[DATA EXTRACT — start]

PR #195, opened 2024-04-19
docs: refer to {gitcreds} more consistently

### LINKED ISSUE #194: Recommend gitcreds more?
I was reading the docs/code to find where the fallback on the `GITHUB_TOKEN` environment variable happens (in gitcreds :sweat_smile:) and noticed that while gitcreds docs state

```r
#' However, we still suggest that you add your token to the git credential
#' store with `gitcreds_set()` and remove `GITHUB_PAT` from your
#' `.Renviron` file. The credential store is more secure than storing
#' tokens in files, and command line git also uses the credential store
#' for password-less authentication.
```

here in gh,

- the README doesn't mention gitcreds at all.
- the docs of the param .token are

https://github.com/r-lib/gh/blob/1ac24e436647c608b145e848ea994fe99c8ffe8f/R/gh.R#L43-L46

- the example mention the environment variables https://github.com/r-lib/gh/blob/1ac24e436647c608b145e848ea994fe99c8ffe8f/R/gh.R#L94

maelle:
Fix #194

### DIFF
--- a/R/gh.R
+++ b/R/gh.R
@@ -40,10 +40,7 @@
 #' @param .overwrite If `.destfile` is provided, whether to overwrite an
 #'   existing file.  Defaults to `FALSE`. If an error happens the original
 #'   file is kept.
-#' @param .token Authentication token. Defaults to `GITHUB_PAT` or
-#'   `GITHUB_TOKEN` environment variables, in this order if any is set.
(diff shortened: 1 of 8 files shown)


gaborcsardi:
Thank you!

PR #200, opened 2024-08-15
Document that PATs can now expire w/ add default expiration

RodDalBen:
Document that PATs can now expire and the default expiration time is 30 days #160


lionel-:
Thanks!

PR #201, opened 2024-08-15
add vctrs methods to make rectangling nicer

### LINKED ISSUE #161: Make `gh_response` play more nicely with vctrs / tidyr's rectangling toolkit
I've been doing lots of API work lately with the `master` --> `main` task. And I've used the rectangling toolkit from tidy a lot. As it stands, I have to `unclass()` lists of gh responses everywhere, like so:

``` r
raw_pr_dat <- raw_prs %>%
  # strip the gh_response class to make tidyr happy about unnesting
  map(unclass) %>%
  enframe(name = "spec", value = "raw_prs") %>%
  rowwise() %>%
  filter(length(raw_prs) > 0) %>%
  unnest_longer(raw_prs)
```

I think the class should be `c("gh_response", "list")`. I got confirmation from @DavisVaughan that has been thought about over in vctrs and this is the recommended solution.

tanho63:
Closes #161 

Adds vctrs methods provided by @DavisVaughan to help `gh_response` play more nicely with vctrs rectangling toolkit. 

test instructions:

```r
pkgload::load_all()
x <- gh("/users", .limit = 2)
Sys.sleep(1)
y <- gh("/users", .limit = 2)

str(vctrs::vec_c(x, y), list.len = 3)

list(x, y) |> 
  tibble::tibble() |> 
  tidyr::unnest_longer(1)
```


hadley:
Could you include a simple test case too? I think using `vec_c()` should be sufficient?

tests/testthat/test-gh_response.R
```diff
@@ -83,3 +83,14 @@ test_that("output file is not overwritten on error", {
...
+
+test_that("gh_response objects can be combined via vctrs #161",{
+  skip_on_cran()
+  skip_if_not_installed("vctrs")
+  user_1 <- gh("/users", .limit = 1)
+  user_2 <- gh("/users", .limit = 1,)
+  user_vec <- vctrs::vec_c(user_1, user_2)
+  user_df <- vctrs::vec_rbind(user_1[[1]], user_2[[1]])
+  expect_equal(length(user_vec), 2)
+  expect_equal(nrow(user_df), 2)
```
tanho63, line 95: decided that vec_rbind was slightly different but probably closer to the desired use case than vec_c (and therefore worth testing separately) - could also keep only the vec_rbind test since it's closer to the original rectangling issue, if preferred?

hadley: The existing approach seems fine to me.

PR #4665, opened 2023-07-03
Add fallback to setImmediate for Expo Router static rendering

javascripter:
## Summary
- https://github.com/expo/router/issues/718
  - [Twitter thread](https://twitter.com/bhyoo99/status/1675302401677615104?s=20)

In Node.js environments such as when static rendering with Expo Router, requestAnimationFrame is not defined. This results in an error when using libraries that depend on react-native-reanimated like Drawer or when using react-native-reanimated directly in Expo Router with static rendering, causing a hydration mismatch due to rendering errors.

In this PR, I added a fallback to setImmediate if requestAnimationFrame is not defined in `globalThis`. I did not simply replace requestAnimationFrame with setImmediate because [`setImmediate` is slower than requestAnimationFrame](https://github.com/software-mansion/react-native-reanimated/pull/1521) in CSR environments. This issue is not applicable to static rendering environments however, so setImmediate is fine there.

## Test plan
- See [this issue](https://github.com/expo/router/issues/718#issue-1784125278)'s Minimal reproducible example


javascripter:
Not very sure how to fix failing jest tests.

satya164:
Seems like the actual issue is that `scheduleOnUI` is being called during render for SSR/static build - which results in calling `requestAnimationFrame`. Side effects and callbacks shouldn't be called during SSR/static build.

javascripter:
> Seems like the actual issue is that `scheduleOnUI` is being called during render for SSR/static build - which results in calling `requestAnimationFrame`. Side effects and callbacks shouldn't be called during SSR/static build.

@satya164 I see. If I change the code to the below tests seem to pass. Do you think the below approach seems more reasonable? If so, I will update both the code and the PR description accordingly.
```typescript
  scheduleOnUI<T>(worklet: ShareableRef<T>) {
    // In Node.js environments (like when static rendering with Expo Router)
    // requestAnimationFrame is unavailable. Do not call side effects in this case.
    if (typeof requestAnimationFrame === 'undefined') {
      return;
    }
    // @ts-ignore web implementation has still not been updated after the rewrite, this will be addressed once the web implementation updates are ready
    requestAnimationFrame(worklet);
  }

```

tjzel:
I've tried to understand what's causing the jest problem but still haven't got any solid results.

From what I concluded if we use `scheduleOnUI` (which comes from `scheduleOnUI = requestAnimationFrame`) in `scheduleOnUI` (btw. I think it's a bad idea to have the same name for those) it's causing tests to fail, but if we call directly `requestAnimationFrame` in `scheduleOnUI` it's ok. 
Probably because `scheduleOnUI` gets torn down (or torn down before) `requestAnimationFrame` and is still called? I haven't yet had a great deal of experience of solving Jest issues so I'm not exactly sure what that means.

satya164:
> @javascripter: Do you think the below approach seems more reasonable?

Imo it doesn't address the root of the problem - scheduleOnUI being called during SSR/static build

nDeavor9:
Sorry to directly comment on this.
Can you guys please let me know when will this PR be merged?
I'm facing the `ReferenceError: requestAnimationFrame is not defined at JSReanimated.scheduleOnUI` and it's blocking my release.
Hopefully it gets done soon. Thanks.

tomekzaw:
Hey @nDeavor9 and @arivanbastos, can you confirm if this PR resolves the issue?

nDeavor9:
@tomekzaw I guess so. 
As @satya164 said, the root problem might be different, but the error that's blocking from exporting is exactly 'requestAnimationFrame' being undefined.

sabyasachibose-sigfyn:
Our builds are blocked at the moment. Can we please have a resolution on this?

arivanbastos:
@tomekzaw 
I'm sorry, but I dont know how to test this PR.

bhyoo99:
Here is my patch-package file
https://gist.github.com/bhyoo99/f4954316c498f3ca261197166855e21d

✅ expo-router checked
✅ expo-router SSG build checked

bhyoo99:
Here is my patch-package file
https://gist.github.com/bhyoo99/f4954316c498f3ca261197166855e21d

✅ expo-router checked
✅ SSG web build checked

tjzel:
Hi @javascripter! I took the liberty to commit to your fork, since I got a solution for this that should both work and pass our tests. Turns out at some point in our code (but after creating `scheduleOnUI`) we substitute `requestAnimationFrame` implementation accordingly to how it should be done with React Native. Since it's happening later, `scheduleOnUI` would not have it's implementation substituted. 

Please let me know if it works for you - if it does, I think it is safe to merge (after my colleagues review it of course).

src/reanimated2/js-reanimated/JSReanimated.ts
```diff
@@ -6,12 +6,16 @@ import {
...
 
 // In Node.js environments (like when static rendering with Expo Router)
 // requestAnimationFrame is unavailable, so we use setImmediate.
-const scheduleOnUI =
-  globalThis.requestAnimationFrame || globalThis.setImmediate;
+const scheduleOnUI = globalThis.requestAnimationFrame
+  ? isJest()
+    ? mockedRequestAnimationFrame
+    : globalThis.requestAnimationFrame
+  : setImmediate;
```
tomekzaw, line 18: 1. First, can we handle Jest first and then the rest?
```ts
const scheduleOnUI = isJest()
  ? mockedRequestAnimationFrame
  : globalThis.requestAnimationFrame || globalThis.setImmediate;
```
2. Can we add a new platform checker `isStaticWeb()`? This way we could write it this way:
```ts
const scheduleOnUI = isJest()
  ? mockedRequestAnimationFrame
  : isStaticWeb()
  ? globalThis.setImmediate
  : globalThis.requestAnimationFrame;
```

tjzel: 1. As far as I understand in this environment `useAnimatedFrame` is unavailable in Jest also and we want to use `setImmediate` there. With this implementation we would always use the mock - maybe it's desired - @javascripter could you give more insight on that?

2. This is hard, we have to discuss it tomorrow.

javascripter:
> Hi @javascripter! I took the liberty to commit to your fork, since I got a solution for this that should both work and pass our tests. Turns out at some point in our code (but after creating `scheduleOnUI`) we substitute `requestAnimationFrame` implementation accordingly to how it should be done with React Native when using Jest. Since it's happening later, `scheduleOnUI` would not have it's implementation substituted.
> 
> Please let me know if it works for you - if it does, I think it is safe to merge (after my colleagues review it of course).

@tjzel Hi. Thanks for taking a look at this! Yes, this works for me, and the commit looks good to me as well.

src/reanimated2/js-reanimated/JSReanimated.ts
javascripter: I used setImmediate in the static rendering environment simply because I tested it in my environment and it seemed to work well for me. As @satya164 said, scheduleOnUI probably doesn't need to execute in that environment so I don't have a concrete reason to prefer setImmediate over the mock in Jest. Always using the mock in Jest seems a reasonable approach to me.  @tjzel

tjzel: We actually had a quite fruitful discussion about this and we want to go a step further and improve how Reanimated behaves during Static Renders. This PR can stay as a workaround for the moment, but we will open a proper one in the near future.

kevinhylant:
Looks like there's a conflict — hoping this will get merged soon-ish :) 

Thanks for all your work here!

tomekzaw (approved):

src/reanimated2/initializers.ts
```diff
@@ -150,9 +151,7 @@ export function initializeUIRuntime() {
     // We override this setup here to make sure that callbacks get the proper timestamps
     // when executed. For non-jest environments we define requestAnimationFrame in setupRequestAnimationFrame
     // @ts-ignore TypeScript uses Node definition for rAF, setTimeout, etc which returns a Timeout object rather than a number
-    global.requestAnimationFrame = (callback: (timestamp: number) => void) => {
-      return setTimeout(() => callback(performance.now()), 0);
-    };
+    global.requestAnimationFrame = mockedRequestAnimationFrame;
```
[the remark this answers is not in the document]
tjzel: In our use cases it should be irrelevant what we assign it to according to [some docs](https://developer.mozilla.org/en-US/docs/Web/JavaScript/Reference/Global_Objects/globalThis) but I guess it's better practice to use `globalThis`.

src/reanimated2/js-reanimated/JSReanimated.ts
```diff
@@ -19,7 +19,7 @@ import { mockedRequestAnimationFrame } from '../utils';
 // In Node.js environments (like when static rendering with Expo Router)
 // requestAnimationFrame is unavailable, so we use our mock.
 // It also has to be mocked for Jest purposes (see `initializeUIRuntime`).
-const _scheduleOnUI =
+const JSScheduleOnUI =
```
tomekzaw, line 22:
```suggestion
const requestAnimationFrameImpl =
```

src/reanimated2/js-reanimated/JSReanimated.ts
```diff
@@ -38,7 +38,7 @@ export default class JSReanimated {
 
   scheduleOnUI<T>(worklet: ShareableRef<T>) {
     // @ts-ignore web implementation has still not been updated after the rewrite, this will be addressed once the web implementation updates are ready
-    _scheduleOnUI(worklet);
+    JSScheduleOnUI(worklet);
```
tomekzaw, line 41:
```suggestion
    requestAnimationFrameImpl(worklet);
```

tomekzaw (approved):

PR #4672, opened 2023-07-04
Add more eslint rules

Latropos:
## Summary

* Rules for whole repo:
  * '`@typescript-eslint/no-duplicate-type-constituents': 'error'` - means that types like `number|number` are not allowed
  * `eqeqeq: 'error' - you can't compare with `==`, use `===` instead
  
  * `'no-unreachable': 'error'` - no unreachable code, especially inside a function, after return statement. 
  
* Rules for examples in folder app:
  * `'react-native/no-unused-styles': 'error'`,
  * `'react-native/no-raw-text': 'off'`, - this rule is very convenient, but due to this bug [LINK](https://github.com/Intellicode/eslint-plugin-react-native/issues/270) we can't use it with CI 😠
  * `'no-inline-styles/no-inline-styles': 'error'`
  * `'react-native/no-inline-styles': 'off'`, (this rule does not allow variable styles with ternary operators, so I've used the one above)
  
  * `'react-native/no-single-element-style-arrays': 'error'`,
* Create separate .eslintrc.js config for tests with separate rules
  * `'jest/no-disabled-tests': 'warn'`,
  
  * `'jest/no-focused-tests': 'error'`,
  * `'jest/no-identical-title': 'error'`,
  * `'jest/prefer-to-have-length': 'warn'`,
  * `'jest/valid-expect': 'error'`,

## Test plan

CI check pass ✅


src/reanimated2/layoutReanimation/defaultTransitions/EntryExitTransition.ts
```diff
@@ -182,7 +182,6 @@ export class EntryExitTransition
           } else {
             return { [transformProp]: 1 } as unknown as TransformProperty;
           }
-          return value;
```
piaskowyk, line 185: But why? :o

package.json
```diff
@@ -94,6 +94,7 @@
     "react-native": "*"
   },
   "devDependencies": {
+    "-": "^0.0.1",
```
piaskowyk, line 97: what it is?

src/reanimated2/layoutReanimation/defaultTransitions/EntryExitTransition.ts
Latropos: Because of `'no-unreachable'` There is already a return statement inside if-else condition above.

package.json
Latropos: I fon't know, thanks for catching this!

PR #4677, opened 2023-07-06
Move monorepo-build CI to nightly runs

tjzel:
## Summary

Currently this CI is extremely slow and we often accidentally cancel it/have to cancel it when we want to merge more often. With this change it's only run when it's absolutely needed and on daily (nightly) basis.


tomekzaw (approved):
❤️

PR #4676, opened 2023-07-06
Add app icon and splash screen in FabricExample

jfedak:
## Summary

Previously, there was no app icon nor splash screen in FabricExample app. This PR adds those things both on iOS and Android. Due to the usage of different icon, users can distinguish ReanimatedExample app from FabricExample app.

iOS:
New app icon was placed in `Images.xcassets` directory. Splash screen uses the configuration from `LaunchScreen.storyboard`.

https://github.com/software-mansion/react-native-reanimated/assets/56112901/b5297452-5efc-4d50-a154-4a6318519fb0

Android:
Old icon was replaced with new one inside `res/mipmap`. The splash screen was implemented with 
[androidx.core:core-splashscreen](https://developer.android.com/jetpack/androidx/releases/core).

https://github.com/software-mansion/react-native-reanimated/assets/56112901/21816d81-ffbc-4500-b398-37377b06d2d2

https://github.com/software-mansion/react-native-reanimated/assets/56112901/44e8599d-06c0-460f-ada0-bfd523c61bd0

PR #4686, opened 2023-07-07
Update app icon and splash screen in Example

jfedak:
## Summary

While working with app icon and splash screen for FabricExample app (see #4676), it turned out that the approach used in Example is outdated. This PR fixed this and makes both approaches similar. 

iOS:
From now on there is only one icon image file. There is also a new file `Launch Screen.storyboard` that replaced `LaunchScreen.xib`. The appearance of the icon and the launch screen remained the same.

 

https://github.com/software-mansion/react-native-reanimated/assets/56112901/c64577be-a1e9-493a-b143-5911c6744c4e

Android:
`res/` directory has been restructured to make it similar with FabricExample. The splash screen was implemented with
[androidx.core:core-splashscreen](https://developer.android.com/jetpack/androidx/releases/core) thus the screen is present in Android 11 and lower. The appearance for newer Androids didn't change.

https://github.com/software-mansion/react-native-reanimated/assets/56112901/a1f99cf2-9f64-4cc0-9cbd-ad69bbb3c2fb

https://github.com/software-mansion/react-native-reanimated/assets/56112901/5808dd76-be93-42e1-b6fe-4d928e9211e5


tjzel (approved):
🥳

tomekzaw (approved):
Looks good to me! 👍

[DATA EXTRACT — finish]

TASK DESCRIPTION:
Gather from the entries above all lines that include the string "happening".

WRITTEN ANSWER:
Hi @javascripter! I took the liberty to commit to your fork, since I got a solution for this that should both work and pass our tests. Turns out at some point in our code (but after creating `scheduleOnUI`) we substitute `requestAnimationFrame` implementation accordingly to how it should be done with React Native. Since it's happening later, `scheduleOnUI` would not have it's implementation substituted. 
> Hi @javascripter! I took the liberty to commit to your fork, since I got a solution for this that should both work and pass our tests. Turns out at some point in our code (but after creating `scheduleOnUI`) we substitute `requestAnimationFrame` implementation accordingly to how it should be done with React Native when using Jest. Since it's happening later, `scheduleOnUI` would not have it's implementation substituted.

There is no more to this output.